Help Points

Help Points

These are interesting, so I can’t help but keep snapping pictures of them and writing about them. Help points, or reference desks, or information desks: they are common in a variety of different locations, and they wear so many guises. At the Apple store, they did away with the furniture and turned a massive staff into uniformed, technologicaly-equipped help points themselves. To be honest I’m undecided on how well that works. It works when the staff come to you exactly when you need them, switching the tables on “just in case” information points. (In the Apple store, the information points come up to you!) What’s required to make that work is a) uniforms, and b) a tremendous number of staff. Have you ever counted how many staff there are in an Apple store? It’s twice as many as you think. And then there’s the people behind the scenes we don’t even see.

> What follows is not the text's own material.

PR #1180, opened 2018-10-04
fanart: Add tvdb, update tmdb to avoid external dependencies

azlm8t:
Add a tvdb parser. This requires a "--tvdb-key XYZ" option.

For locations who can’t hire that many staff, or who can’t dictate a uniform for the staff they, furniture and lighting often steps in to create an obvious, approachable point for people to find and move toward when they have a problem or a question.

Here’s the main desk at the Victoria and Albert Museum:

I know a lot of forward-thinking librarians are anti-desk. Especially anti-big-desk, and anti-“just in case” staffing. I can’t stay I’m anti-desk or pro-desk. I don’t think these things can exist without a solid, proactive service model behind it, and I think whether a space requires a designated desk, and what kind of designated desk in that case, is entirely dependent on the context of the institution. If it’s purpose is to act as that gravitation point, almost like a meeting place, an architectural feature so obvious you can’t miss it if you tried, ideally tied to a well-considered service model, a giant yellow desk might be just what you need. If your space requires a staffed visibly beating heart, then you might as well take to 11. That’s obviously the direction the V&A took.

You cannot miss this information desk at the V&A. For one, it’s glowing yellow. If you had to direct someone to it from another part of the building, it would be pretty easy to know you’ve found the glowing yellow desk. The second key element of this desk, for visibility, is the outrageous light fixture above it. I’ve seen this trick on a much smaller scale in a variety of other libraries over the last few years; when you want a space to be designated as unique by your patrons, one way you can do it is with big, bulky furniture. Another is with dramatic lighting.You really can’t miss this blown-glass bit of drama:

Nobody’s missing that. These are all visual cues to highlight a point in the building where patrons should direct their attention. Given the size and scope of the building, the drama of their help points has to step it up and make a scene.

But as I said, context is everything. There are many other interesting forms of help point. This one is in the gift shop of the National History Museum:

These are tills. They’re small, unlike the glowing yellow desk at the V&A. They’re slick and low-profile in a tight space, but right smack in the middle of the merchandise. It’s impossible to miss them, in spite of the fact that they’re not flashy, glowing, or under a halo of tremendous lighting. The Natural History Museum is a building dominated by stone. It’s got a very obvious look about it, and hasn’t especially modernized all that much.

The interior of the Natural History Museum

So those ultramodern, slick, white pods in this space really stick out.

It’s all fine and good to have easy-to-find tills in a gift shop, or a glowing yellow front desk in a large, well-regarded museum. But what about places where there isn’t one obvious front door, or one big foyer? What about big, sprawling spaces where different kinds of help are required all over the place?

Transport for London Underground Help Point

This is a help point inside the tunnels of the tube. You find them all over once you get down into the many tunnels that lead from one line to another. It’s the physical version of the online help chat widget we place on pages of the library’s website; press the blue button if you get lost and want some help working out where you should be heading. Unlike the Apple store, Transport for London doesn’t have enough staff to litter help through the miles of tunnels, stairs, escalators and elevators that make up the London Underground system. But you can access someone by pressing a button.

These are obviously not as friendly or approachable as dramatic, staffed desks. There’s no one smiling at you, encouraging you to come over. But it’s all about context; most people walking very quickly through these tunnels knowing exactly where they’re going and don’t need the extra obstacle of a desk, a smiling face, or fancy lighting. Context really is everything.